- _About this exercise_: The entries follow. Print each one exactly.

- _Information_:
PR #183, opened 2025-04-22
Support only custom WebDriverAgent fork

shamanec:
* Remove support for mainstream WebDriverAgent for device remote control
* Remove provider configuration property related to custom WebDriverAgent
* Update readme to include info only about custom WebDriverAgent fork
* Remove button for refreshing Appium session in remote control for iOS devices

### DIFF
--- a/docs/provider.md
+++ b/docs/provider.md
@@ -132,7 +132,10 @@ Example installation command for Ubuntu -  `sudo apt install usbmuxd`.
 
 #### WebDriverAgent ipa
 You need to prepare and upload a signed `WebDriverAgent` ipa file from the hub UI in `Admin > Files`  
-GADS supports only the custom WebDriverAgent from my fork.  
+GADS supports only WebDriverAgent from my [fork](https://github.com/shamanec/WebDriverAgent).  
+The fork has optimizations for the mjpeg video stream and additional endpoints for faster tap/swipe interactions that are not available in the mainstream repo.  
+Additionally those endpoints require different coordinates for interaction from mainstream WDA which forces separate handling for the remote control which is too much work.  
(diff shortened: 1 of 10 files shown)


docs/provider.md
```diff
@@ -132,8 +132,7 @@ Example installation command for Ubuntu -  `sudo apt install usbmuxd`.
 
 #### WebDriverAgent ipa
 You need to prepare and upload a signed `WebDriverAgent` ipa file from the hub UI in `Admin > Files`  
-By using the custom WebDriverAgent from my fork you can have faster tap/swipe interactions on iOS devices (the provider configuration should be set to use the custom WebDriverAgent through hub UI).  
-You can use mainstream WebDriverAgent as well  
+GADS supports only the custom WebDriverAgent from my fork.
```
gifflet, line 135: It might be beneficial to clarify the rationale behind dropping support for the mainstream WebDriverAgent. This could prevent potential confusion for contributors or users familiar with previous versions. A brief note explaining why only the custom fork is supported (e.g., technical limitations, compatibility, performance reasons) would enhance documentation transparency.

gifflet (changes requested):

docs/provider.md
shamanec: Not really sure the need to explain, if someone has issues with this can always consider another project but I added more info [here](https://github.com/shamanec/GADS/pull/183/commits/4be4a03ea7d436639eb222e7199c74b6ff196c21) 😅 If it becomes a problem we could introduce one WDA for remote control and one for Appium tests, I believe two can run at the same time on a device with different ports

gifflet (approved):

- _Answer space_:
PR #183, opened 2025-04-22
Support only custom WebDriverAgent fork

shamanec:
* Remove support for mainstream WebDriverAgent for device remote control
* Remove provider configuration property related to custom WebDriverAgent
* Update readme to include info only about custom WebDriverAgent fork
* Remove button for refreshing Appium session in remote control for iOS devices

### DIFF
--- a/docs/provider.md
+++ b/docs/provider.md
@@ -132,7 +132,10 @@ Example installation command for Ubuntu -  `sudo apt install usbmuxd`.
 
 #### WebDriverAgent ipa
 You need to prepare and upload a signed `WebDriverAgent` ipa file from the hub UI in `Admin > Files`  
-GADS supports only the custom WebDriverAgent from my fork.  
+GADS supports only WebDriverAgent from my [fork](https://github.com/shamanec/WebDriverAgent).  
+The fork has optimizations for the mjpeg video stream and additional endpoints for faster tap/swipe interactions that are not available in the mainstream repo.  
+Additionally those endpoints require different coordinates for interaction from mainstream WDA which forces separate handling for the remote control which is too much work.  
(diff shortened: 1 of 10 files shown)


docs/provider.md
```diff
@@ -132,8 +132,7 @@ Example installation command for Ubuntu -  `sudo apt install usbmuxd`.
 
 #### WebDriverAgent ipa
 You need to prepare and upload a signed `WebDriverAgent` ipa file from the hub UI in `Admin > Files`  
-By using the custom WebDriverAgent from my fork you can have faster tap/swipe interactions on iOS devices (the provider configuration should be set to use the custom WebDriverAgent through hub UI).  
-You can use mainstream WebDriverAgent as well  
+GADS supports only the custom WebDriverAgent from my fork.
```
gifflet, line 135: It might be beneficial to clarify the rationale behind dropping support for the mainstream WebDriverAgent. This could prevent potential confusion for contributors or users familiar with previous versions. A brief note explaining why only the custom fork is supported (e.g., technical limitations, compatibility, performance reasons) would enhance documentation transparency.

gifflet (changes requested):

docs/provider.md
shamanec: Not really sure the need to explain, if someone has issues with this can always consider another project but I added more info [here](https://github.com/shamanec/GADS/pull/183/commits/4be4a03ea7d436639eb222e7199c74b6ff196c21) 😅 If it becomes a problem we could introduce one WDA for remote control and one for Appium tests, I believe two can run at the same time on a device with different ports

gifflet (approved):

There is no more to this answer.